The interviewer after hearing my answers asked me whether I had ever heard of the term ‘positive procrastination’, the initial thoughts in my mind immediately were formulating something contradictory to his question—I mean procrastination and that too positive??!! I engage in lassitude(in plain terms, lazy…) very frequently to my own dismay, but I never thought that it could actually be of some use. The interview may have been over, but the term still remained stuck in my mind. It wasn’t until later that I understood to some extent its meaning when I realized that I do tend to delay things beyond their estimated schedule of completion. In short, my laziness taught me that I was a procrastinator and not the perfectionist that I thought myself to be, but in what way can procrastination actually yield positivity?? We are generally taught throughout our lives that any given job, no matter how high or low, if done quickly and on time is worth it, that a stitch in time saves nine and all that. I have observed that as a schoolboy, it was always a race to finish anything first, be it a homework or an assignment, I always was the ‘good,sincere, hardworking boy’. As years passed and college semesters went by, this ‘goody-two shoes‘ image that I had cultivated went downhill. I understood that nobody generally likes a do-gooder, because you can be the bane of your mates if you have finished your assignment or project first or let your credit be taken when your homework is copied by virtually everybody in the room, in short you stand to lose either way. I have found that as we age, all the morals and standards we grew up imbibing when we were kids are all lost in the veil of apathy and the cold fabric of pragmatism that we wear now today as adults. So, college taught me the merits of copying and pasting work done by others,shelving projects and assignments all at the last minute, and there is a certain amount of fun to it because you are not alone in this.

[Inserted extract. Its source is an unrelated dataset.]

Issue #23930, opened 2024-07-05
[hmac,dv] Rare flakiness in hmac_stress_all


gdessouky:
### Description

`hmac_stress_all` test fails very rarely for some seeds in a non-reproducible way. It is root-caused to probably be due to when the  `cfg.wipe_secret_triggered`  is cleared in https://github.com/lowRISC/opentitan/blob/master/hw/ip/hmac/dv/env/seq_lib/hmac_base_vseq.sv#L211 and how the read digest CSRs are read and compared afterwards. Race conditions may sometimes be occurring between the clearing and reading of the digest CSRs which is the only explanation for the discrepancy between 2 exact logs for 2 exact seeds, where 1 fails and the other passes.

Procrastination shouldn’t necessarily imply being lazy. We speak of time-management, but there is a remarkable amount of ingenuity and management shown as to how to do things at the last minute, its an art-form actually, getting things in motion to complete a huge task done in the shortest possible time with the minimalist of resources at our disposal. In a way, we are getting to hone our soft-skills by pulling of a  job at the last minute, that does deserve to get an equal amount of credit at par with the same work done ahead of time. But is that the only positive role of procrastination? Does it not teach us to maintain networks and influences with people so that at a time of need, they can be around to put themselves in the line for you? Or does it enhance our thinking prowess when we come up with the wiliest and unimaginable excuses for our failure to comply with a task?(Not that we can use such brains to complete that task in the first place). I can now imagine with a sense of admiration and disgust as to how our leaders-elect tend to procrastinate important bills and amendments and concentrate instead as to how to strengthen their own positions of power; politics may not be a good example I have used to glorify procrastination, but good things also do tend to have a sense of irony in them.

In a world where we are both a boss of some and a servant to others, procrastination and the other higher forms of lassitude will always continue to envelope our way of life and the way we work. Its a great thing to have your work done by others but even miserable when you know you don’t deserve the credit for it, i.e., if your conscience allows you to feel the same. The mantra for every workplace today is as rightly said by Mark Twain-” Work can be fun, it can be fun if you let others do it for you’.